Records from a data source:
◇ ◇ ◇ ◇ ◇ ◇ ◇

PR #312, opened 2021-04-14
Update package metadata field names

mtreinish:
In recent version of setuptools installing stestr has started raising
deprecation warnings about some of the metadata fields we were setting.
This commit updates the setup.cfg to use the names that are not
deprecated to fix the warnings and avoid having issues with a future
release of setuptools when the fields are removed.


masayukig (approved):
LGTM

PR #317, opened 2022-01-05
Remove deprecated command line flags

mtreinish:
In preparation for the stestr 4.0.0 release this commit removes the
deprecated command line options. This includes '--whitelist-file',
'--blacklist-file', '--black-regex' and '--partial'. The selection
options have been deprecated for > 1 year and the '--partial' option has
been deprecated > 4 years and hasn't had any effect in that time. The
4.0.0 release will be primarily to make these deprecation removals
(along with the sql repository type which will be in a separate commit).

### DIFF
--- a/doc/source/MANUAL.rst
+++ b/doc/source/MANUAL.rst
@@ -190,12 +190,6 @@ list file is used in conjunction with the normal filters then the regex filters
 passed in as an argument regex will be used for the initial test selection, and
 the exclusion regexes from the exclusion list file on top of that.
 
-.. note::
-    DEPRECATION WARNING:
-    Previously the option ``--blacklist-file``/``-b`` was available for this
-    functionality. While it is still available at this time, it is soon to be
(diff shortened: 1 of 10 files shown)


mtreinish:
Oops, I forgot to update the docs too there are still references in the manual on the deprecated names

mtreinish:
> Oops, I forgot to update the docs too there are still references in the manual on the deprecated names

Ok, fixed this in the most recent push

masayukig (approved):
LGTM

JFYI, the unit tests work on python3.10 in my environment, too.

mtreinish:
> JFYI, the unit tests work on python3.10 in my environment, too.

Cool, yeah we should push up a pr before we prepare 4.0.0 to add 3.10 to ci and add it to the trove classifiers in the setup.cfg. We probably should drop 3.5 at the same time. Do you want to push a pr doing this? Otherwise I can do it later this week.

masayukig:
Thanks! I pushed that #319 .

PR #318, opened 2022-01-05
Remove deprecated sql repository type and repo_type options

mtreinish:
In preparation for the 4.0.0 release this commit removes the deprecated
sql repository type (which is based on subunit2sql) and the repo_type
cli flag and api parameters. Both of these have been deprecated for > 1
year. The sql repository type never reached feature pairity with the
default file repository, primarily because subunit2sql development
stalled (which is mostly my fault for moving on to new projects). As
it was never really a viable user option because of this and
maintaining the dual repository type path was adding additional
development overhead for additional features we were hoping to
implement it was deprecated in preparation for removal in the 4.0.0
release.


stestr/cli.py
```diff
@@ -68,14 +68,14 @@ def _set_common_opts(self, parser):
                                  "command. If one isn't specified then "
                                  ".stestr.conf in the directory that a command"
                                  " is running from is used")
-        parser.add_argument('--repo-type', '-r', dest='repo_type',
-                            choices=['file', 'sql'], default='file',
-                            help="DEPRECATED: Select the repo backend to use")
         parser.add_argument('--repo-url', '-u', dest='repo_url',
                             default=None,
                             help="Set the repo url to use. An acceptable value"
```
masayukig, line 73: I feel it's good to remove this sentence to avoid confusion - "An acceptable value for this depends on the repository type used.". New users don't know about the ``--repo-type`` option any more.

masayukig (changes requested):
LGTM, overall. But I put a couple of comments about the doc and help. I think it's better to be updated.

stestr/cli.py
mtreinish: Fixed in: https://github.com/mtreinish/stestr/pull/318/commits/46e4c46be25c0bbc6668ced292ac45c09fef7b45

mtreinish:
Sorry for the delay, I forgot to circle back and update this based on your comments. It should be fixed now.

stestr/repository/util.py
```diff
@@ -12,15 +12,10 @@
...
-import sys
-import warnings
 
 
 def _get_default_repo_url(repo_type):
-    if repo_type == 'sql':
-        repo_file = os.path.join(os.getcwd(), '.stestr.sqlite')
-        repo_url = 'sqlite:///' + repo_file
-    elif repo_type == 'file':
+    if repo_type == 'file':
```
masayukig, line 18: I'm sorry for missing this at the first review. But I think we probably can remove this `_get_default_repo_url()` method and `repo_type` parameters in `get_repo_open()` and `get_repo_initialise()` because this method only accepts `repo_type=='file'` now, and we only use `repo_type=memory` internally.

Do we still need these `repo_type` for backward compatibility or something?

masayukig (commented):
I think we can clean up the `repo_type` later after this patch getting merged. But I'd like to know your opinion just in case.

stestr/repository/util.py
mtreinish: I think you're right `_get_default_repo_url()` is definitely not needed anymore and the `repo_type` argument on the other functions isn't really used anymore.

I didn't remove the `repo_type` argument from `get_repo_open()` or `get_repo_initialise()` primarily because I was concerned about backwards compatibility. I don't remember if we explicitly made these functions part of the public python api or not, but since we had the deprecation warning for `repo_type='sql'` I figured it was better to be safe and not change the function signature in this PR.

mtreinish: I think maybe before we release 4.0.0 we should deprecate the repo type argument. If you have time and want to open a PR for it that would be great.

masayukig: Thanks, yeah, I'll try that.

PR #319, opened 2022-01-06
Add Python 3.10 support and drop 3.5

masayukig:
This commit adds Python 3.10 support and drop 3.5 at the same time. We
should support the latest release version as possible. And, we can drop
the 3.5 because the version is already EOL for more than 1.5 years[1].

[1] https://www.python.org/downloads/release/python-3510/

### DIFF
--- a/.github/workflows/main.yml
+++ b/.github/workflows/main.yml
@@ -10,7 +10,7 @@ jobs:
     runs-on: ${{ matrix.os }}
     strategy:
       matrix:
-        python-version: [3.5, 3.6, 3.7, 3.8, 3.9]
+        python-version: [3.6, 3.7, 3.8, 3.9, 3.10]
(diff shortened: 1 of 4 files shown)


masayukig:
Hmm, why are these tests required even if I removed the version from main.yml?

> tests-python3.5-macOS-latest Expected — Waiting for status to be reported
Required
tests-python3.5-ubuntu-latest Expected — Waiting for status to be reported
Required
tests-python3.5-windows-latest Expected — Waiting for status to be reported
Required

masayukig:
@mtreinish If you notice something about this, please feel free to update this PR if you want.

mtreinish (approved):
LGTM, thanks for handling this. Those lines were coming from the branch protection rules which were requiring the 3.5 jobs to pass before we could merge this. I updated the rules to no longer include the 3.5 jobs in the required list.

PR #325, opened 2022-04-25
Add coverxml task and cover job

masayukig:
This commit adds coverxml task to tox.ini and cover job to main.yml to
enable coverage tracking. We already have it in travis.yml but it seems
it hasn't worked recently. And, it's a good timing to migrate to GitHub
Actions if it works well because we can remove travis.yml just only for
tracking the coverage.

### DIFF
--- a/.github/workflows/main.yml
+++ b/.github/workflows/main.yml
@@ -65,10 +65,10 @@ jobs:
     runs-on: ubuntu-latest
     steps:
       - uses: actions/checkout@v2
-      - name: Set up Python 3.6
+      - name: Set up Python 3.10
         uses: actions/setup-python@v2
         with:
-          python-version: 3.6
+          python-version: 3.10
       - name: Pip cache
         uses: actions/cache@v2
         with:
--- a/.github/workflows/main.yml
+++ b/.github/workflows/main.yml
@@ -68,7 +68,7 @@ jobs:
       - name: Set up Python 3.10
         uses: actions/setup-python@v2
         with:
-          python-version: 3.10
+          python-version: "3.10"
       - name: Pip cache
         uses: actions/cache@v2
         with:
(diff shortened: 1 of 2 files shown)


masayukig:
@mtreinish It seems codecov works well. What do you think? I don't stick on Codecov that much but looking at [the marketplace](https://github.com/marketplace?category=code-quality&query=coverage+sort%3Apopularity-desc&type=actions&verification=), it's the most popular one.

.github/workflows/main.yml
```diff
@@ -60,6 +60,36 @@ jobs:
...
         run: tox -epep8
+  cover:
+    name: cover
+    runs-on: ubuntu-latest
+    steps:
+      - uses: actions/checkout@v2
+      - name: Set up Python 3.6
+        uses: actions/setup-python@v2
+        with:
+          python-version: 3.6
```
mtreinish, line 71: I don't think we want to use python 3.6 since it's EoL. Maybe lets use the latest, 3.10 instead.

```suggestion
      - name: Set up Python 3.10
        uses: actions/setup-python@v2
        with:
          python-version: 3.10
```

mtreinish (commented):
LGTM, we were using coveralls before but you're right we haven't been actually running it in a while: https://coveralls.io/github/mtreinish/stestr. I'm fine using codecov instead the tools are equivalent to me so I don't have a preference either way.

The only issue I have is the python version we use in the new job if we update that I think this is good to go.

masayukig:
Thanks for your comment and suggestion.
I agree with you.
I'll send another PR to remove `.travis` directory and `.travis.yml` which aren't used anymore after this PR gets merged.
Or I can include it to this PR if you prefer it.

mtreinish (approved):

PR #328, opened 2022-04-28
Remove CallWhenProcFinishes class in utils.py

masayukig:
This commit removes CallWhenProcFinishes class in utils.py, its usage
was removed in the commit[1].

 [1] 182c6acda970088ea36d0252ce2fd08844b3b02d


mtreinish (approved):
LGTM, I don't really remember what this was used for or why exactly I removed its usage ~5 years ago. But we can definitely remove this if it's not being used anymore.

PR #331, opened 2022-08-17
Fix #330 - Preserve load-list order

### LINKED ISSUE #330: Test are run out of order when using `--load-list`
**Issue description**

When using `--load-list` to run tests, the tests run in a different order than the one provided in the file, even when the
`--random` argument is not present.

This worked with os-testr and I think it even worked with stestr at some point before sets were used to remove duplicates.

**Expected behavior and actual behavior**

The expected behavior is that the order of tests in the file is preserved unless the `--random` argument is provided.

**Steps to reproduce the problem**

We create file `testfile` with contents:
```
stestr.tests.test_return_codes.TestReturnCodes.test_history_show_passing
stestr.tests.test_return_codes.TestReturnCodesToxIni.test_serial_fails_from_func
stestr.tests.test_load.TestLoadCommand.test_empty_with_pretty_out
```
Now we run the 2 tests with:

```
$ tox -epy39 -- --serial --load-list testfile
```

And it will most likely run in a different order.

Akrog:
When using `--load-list` to run tests the tests were always run in a different order than the one provided in the file, even when the `--random` argument was not present:

```
  $ stestr run --serial --load-list failing
```

This patch preserves the order of the tests from the file when `--load-list` is used, and it will only randomize it when `--random` is provided:

```
  $ stestr run --serial --random --load-list failing
```

### DIFF
--- a/stestr/subunit_runner/program.py
+++ b/stestr/subunit_runner/program.py
@@ -22,7 +22,7 @@ import extras
 
 
 def filter_by_ids(suite_or_case, test_ids):
-    """Remove tests from suite_or_case where their id is not in test_ids.
+    """Return a test suite with the intersection of suite_or_case and test_ids.
 
     :param suite_or_case: A test suite or test case.
     :param test_ids: Something that supports the __contains__ protocol.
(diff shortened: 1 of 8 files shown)


stestr/subunit_runner/program.py
```diff
@@ -58,23 +58,31 @@ def filter_by_ids(suite_or_case, test_ids):
...
+            _filter_tests(res, id_map)
+        # TestCase objects.
+        elif extras.safe_hasattr(to_filter, 'id'):
+            test_id = to_filter.id()
+            if test_id in test_ids:
+                id_map[test_id] = to_filter
+        # Standard TestSuites or derived classes.
+        elif isinstance(to_filter, unittest.TestSuite):
+            for item in to_filter:
+                _filter_tests(item, id_map)
```
mtreinish, line 74: I'm a little uneasy about the recursion here. I feel like it probably would have been a bit cleaner to just do it iteratively. But it's not a big deal this should be fine. If it becomes an issue we can always refactor it later

mtreinish (approved):
Overall this looks great to me, thanks for tackling this.

PR #88, opened 2021-06-18
ASU-878 Add option for sending files separately

genie9:
Oikotie accepts housing companies and apartments xml-files transfering
with 10 min delay between them. Updated command with flag to send either
one file.

### DIFF
--- a/connections/management/commands/send_oikotie_xml_file.py
+++ b/connections/management/commands/send_oikotie_xml_file.py
@@ -27,37 +27,52 @@ class Command(BaseCommand):
             action="store_true",
             help="Only create XML files without sending them via FTP",
         )
+        parser.add_argument(
+            "--send_only_type",
+            type=int,
+            choices=[1, 2],
+            help="Send either housing company file (1) or apartment file (2)",
+        )
 
     def handle(self, *args, **options):
         path = settings.APARTMENT_DATA_TRANSFER_PATH
         apartments, housing_companies = fetch_apartments_for_sale()
-        apartment_file = create_xml_apartment_file(apartments)
-        housing_file = create_xml_housing_company_file(housing_companies)
+        sending_apartments = False
+        oikotie_files = []
+
+        if not options["send_only_type"] or options["send_only_type"] == 1:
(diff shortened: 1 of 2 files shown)


connections/management/commands/send_oikotie_xml_file.py
```diff
@@ -16,40 +16,62 @@
...
-                    )
-                    raise e
+        sending_apartments = False
+        oikotie_files = []
+
+        if not options["send_only_type"] or options["send_only_type"] == 1:
+            oikotie_files.append(create_xml_housing_company_file(housing_companies))
+
+        if not options["send_only_type"] or options["send_only_type"] == 2:
+            sending_apartments = True
```
tomijarvi, line 47: Was this flag now in the correct place? Which file creates the initial apartments into oikotie? Was it that the housing company file must be sent first?

connections/management/commands/send_oikotie_xml_file.py
```diff
@@ -16,40 +16,62 @@
...
+            oikotie_files.append(create_xml_apartment_file(apartments))
+
+        if options["only_create_files"]:
+            _logger.info("Not sending XML files to Oikotie")
+            return
+
+        for f in oikotie_files:
```
tomijarvi, line 54: Use full name in variables instead of the single character. It is easier to read in the code and describes what the variable is e.g. file_name.

tomijarvi (commented):
This looks good, change the variable in name in `f`.

connections/management/commands/send_oikotie_xml_file.py
genie9: This was checked from Oikotie and they confirmed that apartments file creates apartment ad.

jmp (approved):
Nice work! Great comprehensive tests. 🙂

connections/management/commands/send_oikotie_xml_file.py
tomijarvi: Ok, then I suggest that you change this type's id to 1. The type ids goes then in the correct order.

tomijarvi: This is now checked correct 👍

PR #95, opened 2021-08-06
ASU-935 Store audit logs in the app database instead of filesystem

jmp:
This PR modifies the audit logging functionality to write the audit events into the database instead of log files on the filesystem.

See comment in [ASU-935](https://helsinkisolutionoffice.atlassian.net/browse/ASU-935) for screenshots of the admin interface.

To maintain audit trail integrity, audit events are written in the same transaction as the actual CRUD operation. If writing the audit log event fails, the whole transaction will be rolled back. This way it should be impossible to view or modify records without leaving an audit trail.

Audit log entries can only be viewed in the admin interface. They cannot be modified or deleted, even by super users.

Performance of the admin view was tested with about 10,000,000 audit log entries. Using Django's default `Paginator`, viewing the logs was almost unusable (took 15+ seconds to show even the first page). After optimizing the QuerySet count, it now loads almost immediately. The performance will start to degrade little by little once you start having hundreds or thousands of pages (see [Django docs](https://docs.djangoproject.com/en/3.0/ref/paginator/#django.core.paginator.Paginator.object_list)), but it's much better than without any optimizations. I don't think it's worth optimizing it further at this point as it would require a lot more work.


tomijarvi (approved):
This looks great! 💯

PR #102, opened 2021-08-25
Explicit email configuration

frwickst:
Starting a fresh development environment currently fails due to missing email schema. This PR fixes that as well as sets the email configuration to be explicit instead of relying or django-environ _hopefully_ settings variables.


jmp:
Looks good to me. 👍

jmp (approved):

PR #110, opened 2021-10-29
Add stress test clean command

tomijarvi:
This command cleans all the test data that will be created on the stress
test.

### DIFF
--- a/utils/management/commands/clean_stress_test_data.py
+++ b/utils/management/commands/clean_stress_test_data.py
@@ -1,0 +1,63 @@
+from django.core.management.base import BaseCommand
+from django.db import transaction
+from django.db.models import Q
+
+from apartment.models import Apartment, Identifier, Project
+from application_form.models import Application, ApplicationApartment
+from audit_log.models import AuditLog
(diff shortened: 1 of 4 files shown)


utils/management/commands/clean_stress_test_data.py
```diff
@@ -0,0 +1,61 @@
...
+
+        # Remove the test data
+        projects.delete()
+        apartments.delete()
+        identifiers.delete()
+        application_apartments.delete()
+        applications.delete()
+        users.delete()
+        profiles.delete()
+        audit_logs.delete()
```
frwickst, line 61: I would recommend doing this in a transaction so that we don't get into a state where some things are removed that depend on other things and then we can't query what we need and test data gets stuck in the database and would bee hard to find.

frwickst (changes requested):
One small thing here, otherwise this looks good

utils/management/commands/clean_stress_test_data.py
tomijarvi: Good point. The transaction has been added.

PR #112, opened 2021-11-03
Add auditlog view

tomijarvi:
Adds simple CREATE method to Audit Log API that the external application can add audit logs to Django which currently centralizes audit logs.

### DIFF
--- a/audit_log/api/views.py
+++ b/audit_log/api/views.py
@@ -1,0 +1,11 @@
+from rest_framework import mixins, viewsets
+from rest_framework.permissions import IsAuthenticated
+
+from audit_log.api.serializers import AuditLogSerializer
+from audit_log.models import AuditLog
+
+
+class AuditLogViewSet(mixins.CreateModelMixin, viewsets.GenericViewSet):
+    queryset = AuditLog.objects.all()
+    serializer_class = AuditLogSerializer
+    permission_classes = [IsAuthenticated]
--- a/audit_log/tests/api/test_views.py
+++ b/audit_log/tests/api/test_views.py
@@ -1,0 +1,90 @@
+import pytest
+from dateutil import parser
+from django.urls import reverse
+from rest_framework import status
+
+from audit_log.models import AuditLog
+from users.tests.factories import ProfileFactory
+from users.tests.utils import _create_token
+
+_common_fields = {
+    "audit_event": {
+        "origin": "APARTMENT_APPLICATION_SERVICE",
+        "status": "SUCCESS",
+        "date_time_epoch": 1590969600000,
+        "date_time": "2020-06-01T00:00:00.000Z",
+        "actor": {
+            "role": "OWNER",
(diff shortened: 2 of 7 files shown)


audit_log/api/views.py
```diff
@@ -0,0 +1,12 @@
...
+
+from audit_log.api.serializers import AuditLogSerializer
+from audit_log.models import AuditLog
+
+
+class AuditLogViewSet(mixins.CreateModelMixin, viewsets.GenericViewSet):
+    queryset = AuditLog.objects.all()
+    serializer_class = AuditLogSerializer
+    permission_classes = [IsAuthenticated]
+    http_method_names = ["post"]
```
frwickst, line 12: Is this needed when using `CreateModelMixin` ?

audit_log/tests/api/test_views.py
```diff
@@ -0,0 +1,67 @@
...
+    response = api_client.get(reverse("audit_log:auditlog-list"))
+    assert response.status_code == status.HTTP_405_METHOD_NOT_ALLOWED
+
+
+@pytest.mark.django_db
+def test_audit_log_delete_not_allowed(api_client):
+    profile = ProfileFactory()
+    api_client.credentials(HTTP_AUTHORIZATION=f"Bearer {_create_token(profile)}")
+    response = api_client.delete(reverse("audit_log:auditlog-list"))
+    assert response.status_code == status.HTTP_405_METHOD_NOT_ALLOWED
```
frwickst, line 67: If we are testing methods I think we need to test all of them. So `PUT` and `PATCH` needs to be checked as well.

audit_log/tests/api/test_views.py
```diff
@@ -0,0 +1,67 @@
...
+            "profile_id": "73aa0891-32a3-42cb-a91f-284777bf1d7f",
+        },
+        "operation": "READ",
+        "target": {
+            "id": "73aa0891-32a3-42cb-a91f-284777bf1d7f",
+            "type": "Profile",
+        },
+    }
+}
+
```
frwickst, line 27: Could we add a test for non authorized users here as well.

frwickst (changes requested):
Overall this looks good. Minor thing that could be changed.

audit_log/api/views.py
tomijarvi: I ran the GET test without any `http_method_names` and the response was 405 (Method Not Allowed) so seems that is not needed.

tomijarvi: This is removed now.

audit_log/tests/api/test_views.py
tomijarvi: Added `PUT` and `PATCH` for tests.

audit_log/tests/api/test_views.py
tomijarvi: Added test for non authorized users

frwickst (approved):
👍

PR #114, opened 2021-11-17
Add default AutoField to Settings

tomijarvi:
Django 3.2 requires that the default AutoField is defined to settings,
otherwise, it provides a warning message.

By default, Django generates the new projects to use BigAutoField so in
this we follow the same thing.


frwickst (approved):
This looks good 👍

PR #115, opened 2021-11-18
Add initial Customer app and models.

tomijarvi:
* The person profile needs to work alone without the user. There has cases
which requires that the user cannot be exists e.g. on AsKo migration the
customers have profile data, but not the user yet and when the
salesperson creates the apartment application besides of user.
* Add new fields for Customer models that bases on a screenshot of the As-Ko system.
* The customer account can have multiple persons which have been included
in one account. For example, if a married couple buys the apartment they
can be added into one customer account. If the divorce happening then
for them needs to create new customer accounts. Customer accounts are
long live instances because contracts are bound to them later.
* Add validation for National Identification Number

Refs ASU-1140


users/models.py
```diff
@@ -36,11 +36,19 @@ class Profile(TimestampedModel):
...
     last_name = CharPGPPublicKeyField(_("last name"), max_length=150, blank=True)
+    calling_name = CharPGPPublicKeyField(_("calling name"), max_length=50, blank=True)
     email = EmailPGPPublicKeyField(_("email address"), blank=True)
     phone_number = CharPGPPublicKeyField(_("phone number"), max_length=40, null=False)
+    phone_number_nightly = CharPGPPublicKeyField(
+        _("phone number nightly"), max_length=50, blank=True
+    )
     street_address = CharPGPPublicKeyField(_("street address"), max_length=200)
     date_of_birth = DatePGPPublicKeyField(_("date of birth"))
+    personal_identity_code = CharPGPPublicKeyField(
```
frwickst, line 49: I'm assuming this is the "HETU" of a person, as in 120120-1234.

Unless this needs to be names like this, I would recommend using "[national identification number](https://en.wikipedia.org/wiki/National_identification_number)" which is the correct term here.

frwickst: If you want to validate this field, I would also recommend adding https://arthurdejong.org/python-stdnum/ to the project, as that has validation logic for Finnish national identification number.

frwickst (changes requested):
Nothing big here, the only thing to check is the user model attribute. And maybe consider validation for the national identification number.

users/models.py
tomijarvi: @frwickst: The validation is now added to the model's clean method. The validation will be enabled later in API when the next changes are agreed upon and made to the endpoint.

tomijarvi: And also the name of the field has changed to the correct one.

frwickst (approved):
LGTM 🚢

PR #116, opened 2021-11-30
Fix: Change new Profile fields to nullable

tomijarvi:
Previously the new fields were set only to Blank, but an unexpected
error occurred while retrieving profile information: "Wrong key or
corrupt data". This happens because the django-pgcrypto-fields library
is unable to handle empty bytea fields as it expects that the fields
contain always encrypted data.

The new fields have now been set to nullable and the field values have
been set to null. Now the library is able to skip these fields and not
try to force the decryption to these fields.


frwickst (approved):
LGTM 🚢

PR #118, opened 2021-12-02
Add project list API endpoint to Apartment application

tomijarvi:
This adds a project list API endpoint for the sales tool. It retrieves the project data only from the ElasticSearch and mapping the fields for the project item.

Here has also made a bit of refactoring. The ApartmentDocument will be now on the Apartment application which is one of the base applications in the system.

### DIFF
--- a/apartment/api/serializers.py
+++ b/apartment/api/serializers.py
@@ -1,0 +1,85 @@
+from rest_framework import serializers
+
+
+class ProjectDocumentSerializer(serializers.Serializer):
+    id = serializers.IntegerField(source="project_id")
+    uuid = serializers.UUIDField(source="project_uuid")
+    ownership_type = serializers.CharField(source="project_ownership_type")
+    housing_company = serializers.CharField(source="project_housing_company")
+    holding_type = serializers.CharField(source="project_holding_type")
+    street_address = serializers.CharField(source="project_street_address")
+    postal_code = serializers.CharField(source="project_postal_code")
+    city = serializers.CharField(source="project_city")
+    district = serializers.CharField(source="project_district")
+    realty_id = serializers.CharField(source="project_realty_id")
+    construction_year = serializers.IntegerField(source="project_construction_year")
+    new_development_status = serializers.CharField(
+        source="project_new_development_status"
+    )
+    new_housing = serializers.BooleanField(source="project_new_housing")
+    apartment_count = serializers.IntegerField(source="project_apartment_count")
+    parkingplace_count = serializers.IntegerField(source="project_parkingplace_count")
+    has_elevator = serializers.BooleanField(source="project_has_elevator")
+    has_sauna = serializers.BooleanField(source="project_has_sauna")
+    construction_materials = serializers.ListField(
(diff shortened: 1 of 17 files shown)


apartment/urls.py
```diff
@@ -0,0 +1,11 @@
+from django.urls import include, path
+from rest_framework.routers import DefaultRouter
+
+from apartment.api.views import ProjectAPIView
+
+router = DefaultRouter()
+
+urlpatterns = [
+    path("projects/", ProjectAPIView.as_view(), name="project-list"),
```
frwickst, line 9: While this is OK for now, I'm wondering if this endpoint is going to start including some sensitive data at some point. The previous PR that you made put the endpoint behind /sales/, maybe it would be a good idea to do the same here just to keep things consistent? Or will this endpoint be used for more than the sales tool?

apartment_application_service/urls.py
```diff
@@ -14,6 +15,10 @@
 
 urlpatterns = [
     path("admin/", admin.site.urls),
+    path(
+        "v1/",
+        include((apartment_urls, "apartment"), namespace="v1/apartments"),
```
frwickst, line 20: Same as the comment about /projects

apartment/api/serializers.py
```diff
@@ -0,0 +1,146 @@
...
+    constructor = serializers.CharField(source="project_constructor")
+    housing_manager = serializers.CharField(source="project_housing_manager")
+    estate_agent = serializers.CharField(source="project_estate_agent")
+    estate_agent_email = serializers.CharField(source="project_estate_agent_email")
+    estate_agent_phone = serializers.CharField(source="project_estate_agent_phone")
+    coordinate_lat = serializers.FloatField(source="project_coordinate_lat")
+    coordinate_lon = serializers.FloatField(source="project_coordinate_lon")
+
+    class Meta:
+        fields = (
```
frwickst, line 88: Is this list needed in this case? I would imagine that all fields that are specified in the serializer are to be included as well, and since this is not a model serializer there should not be a risk of rogue fields being included.
From what I remember, one does not have to have all fields listed and the Meta class could actually be remove completely in this case.

frwickst (changes requested):
A couple of things that I'm wondering about here, but overall this looks good 👍

apartment/urls.py
tomijarvi: Good question. The apartments can be shared as there isn't anything sensitive data. It is very general information. But for now, this is only used for the Sales tool.

tomijarvi: I'll change this that it is under the `sales`. We can improve that if that is necessary open for wider.

apartment_application_service/urls.py
tomijarvi: sales part has defined to `apartment/urls.py` so it's not needed here.

apartment/urls.py
tomijarvi: This is now changed.

frwickst (approved):
LGTM 🚢 
Good work @tomijarvi !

◇ ◇ ◇ ◇ ◇ ◇ ◇

_TASK DETAILS_
Of the lines above, copy each one that contains the word "them".

_OUTPUT OF THE TASK_
with 10 min delay between them. Updated command with flag to send either
             help="Only create XML files without sending them via FTP",
frwickst, line 67: If we are testing methods I think we need to test all of them. So `PUT` and `PATCH` needs to be checked as well.
for them needs to create new customer accounts. Customer accounts are
long live instances because contracts are bound to them later.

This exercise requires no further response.